I would never keep an animal I couldn't provide the best home and veterinary care to, I was more curious about whether there were ways to get cheap plants or cork bark, stuff like that. I went through Josh's frogs mostly when I set up my vivarium for enclosure supplies and I just wondered how people might save money by going to smaller businesses and vendors and how to find those small businesses and vendors. I should have been more clear, I'm sorry.


----------



## Nepenthesx (Jun 4, 2021)

Lincoln B said:


> Join a local plant selling group on Facebook. The rare/variegated plants are still expensive in those groups but you can get common plants for cheap and sometimes free


I had no idea! That's a great idea.


----------



## bulbophyllum (Feb 6, 2012)

You can divide plants as they grow. Sometimes you find a deal on bulk cork at shows.... Cheap LED spot lights work pretty well for lighting. You can sometimes trade or sell tings. But keeping dart frogs can get kinda pricy. 
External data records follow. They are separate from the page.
PR #2690, opened 2023-08-10
Code Search: Add integration test

norascheuch:
Adds an integration test for the code search feature.

## Checklist

### DIFF
--- a/extensions/ql-vscode/test/vscode-tests/activated-extension/databases/db-panel.test.ts
+++ b/extensions/ql-vscode/test/vscode-tests/activated-extension/databases/db-panel.test.ts
@@ -47,10 +47,6 @@ describe("Db panel UI commands", () => {
     );
   });
 
-  beforeAll(async () => {
-    await sleep(5000);
-  });
-
   it("should add new remote db list", async () => {
     // Add db list
     jest.spyOn(window, "showInputBox").mockResolvedValue("my-list-1");
--- a/extensions/ql-vscode/test/vscode-tests/activated-extension/databases/db-panel.test.ts
+++ b/extensions/ql-vscode/test/vscode-tests/activated-extension/databases/db-panel.test.ts
@@ -8,15 +8,23 @@ import {
 } from "../../../../src/databases/config/db-config";
 import {
   AddListQuickPickItem,
+  CodeSearchQuickPickItem,
   RemoteDatabaseQuickPickItem,
 } from "../../../../src/databases/ui/db-panel";
 import { DbListKind } from "../../../../src/databases/db-item";
-import { createDbTreeViewItemSystemDefinedList } from "../../../../src/databases/ui/db-tree-view-item";
-import { createRemoteSystemDefinedListDbItem } from "../../../factories/db-item-factories";
+import {
+  createDbTreeViewItemSystemDefinedList,
+  createDbTreeViewItemUserDefinedList,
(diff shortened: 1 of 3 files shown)


extensions/ql-vscode/test/vscode-tests/activated-extension/databases/db-panel.test.ts
```diff
@@ -128,15 +133,93 @@ describe("Db panel UI commands", () => {
...
+      remoteLists: [
+        {
+          name: listName,
+          repositories: [],
+        },
+      ],
+    });
+
+    await writeJson(dbConfigFilePath, dbConfigPreparation);
+    await sleep(5000);
```
charisk, line 174: I don't think we should have tests that have `sleep` because they're slow and/or flaky (because they rely on timings). This might be a personal opinion but I'd rather not have a test than have one that is slow/flaky. Happy to hear from others too.

extensions/ql-vscode/test/vscode-tests/activated-extension/databases/db-panel.test.ts
```diff
@@ -1,34 +1,55 @@
...
 import { createVSCodeCommandManager } from "../../../../src/common/vscode/commands";
 import { AllCommands } from "../../../../src/common/commands";
+import { MockGitHubApiServer } from "../../../../src/variant-analysis/gh-api/mocks/mock-gh-api-server";
+import { sleep } from "../../../../src/common/time";
+import { createDbConfig } from "../../../factories/db-config-factories";
 
 jest.setTimeout(60_000);
 
 describe("Db panel UI commands", () => {
+  // This test has some serious problems:
```
charisk, line 34: Thanks for writing a comment to explain things, I should have done that when writing the tests because even I forgot about these limitations.

I just want to call out that this was intentional and the only way I could think of to add some integration tests for the commands without changing the actual implementation (not the test code) somehow. However, since it's turning out hard to add more tests, perhaps we do need to make some changes to the implementation to help us out a bit (not necessarily part of your work).

charisk (commented):
Thanks for persevering with this! Integration tests are hard 😞 

I personally don't think we should go ahead with this but I'm happy to be convinced otherwise..

norascheuch:
I think we need a test for the code search feature. However I agree that what we need to do to make it run smoothly is not great and I'm open to not merge it. But it feels quite suboptimal to have so many parts of the feature untested.

robertbrignull:
I can try to offer an extra opinion here.

I can definitely see the value that these tests bring, because they are very close to how the user interacts with the feature. We can be pretty sure that the feature is working as intended.

However, I think they would benefit from some cleanup first. If we want to merge these we should take a bit more time making sure we're happy with things. The big sleeps and the comment at the start of the tests make me a bit sad, though unless I am being naive I believe we can fix some of them. If we're comfortable with it I think we have time available to invest in improving aspects like this.

norascheuch:
After @robertbrignull and myself paired on this for a time-boxed hour we found that we couldn't mock the used file-watcher. After speaking shortly with @koesie10 about it we found that the mock failed to work because the extension is already initialised before the test, including the mock, is loaded. It is not possible to mock any file-watcher (the used chokidar nor any other vscode-internal filewatcher) retroactively. 

Since we should add a manual test of this feature in our release test plan disregarding of the PR at hand it is better to close it and prevent one more possibly flaky test in our suite.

I think it was pretty clear that you were just asking about how to make things lot affordable not how to cut corners.


----------



## fishingguy12345 (Apr 7, 2019)

Places where I save money compared to many people:

Lights. I use quite inexpensive nicrew aquarium lights. Lights for my 36,18x24" tanks cost about $60 USD per tank. 
Plexiglass lids: I use plexiglass on top of the screen lids on my terrariums, costs about half as much as buying glass does (at least to get glass cut to size)
Plants: I have setup a plant only tank that I use to propagate plants, so I only need to buy one of most species and can use it across multiple tanks after I let it grow awhile in my plant growing tank.
Buy in bulk. When you're buying misting system components then you should buy enough for several tanks to save on shipping (same goes with most things, but in bulk and save on shipping)
Used terrariums: I've gotten some great used finds on terrariums, including one that was in great shape for 25% of the cost of a new tank. Disinfect them well and there as good as new. 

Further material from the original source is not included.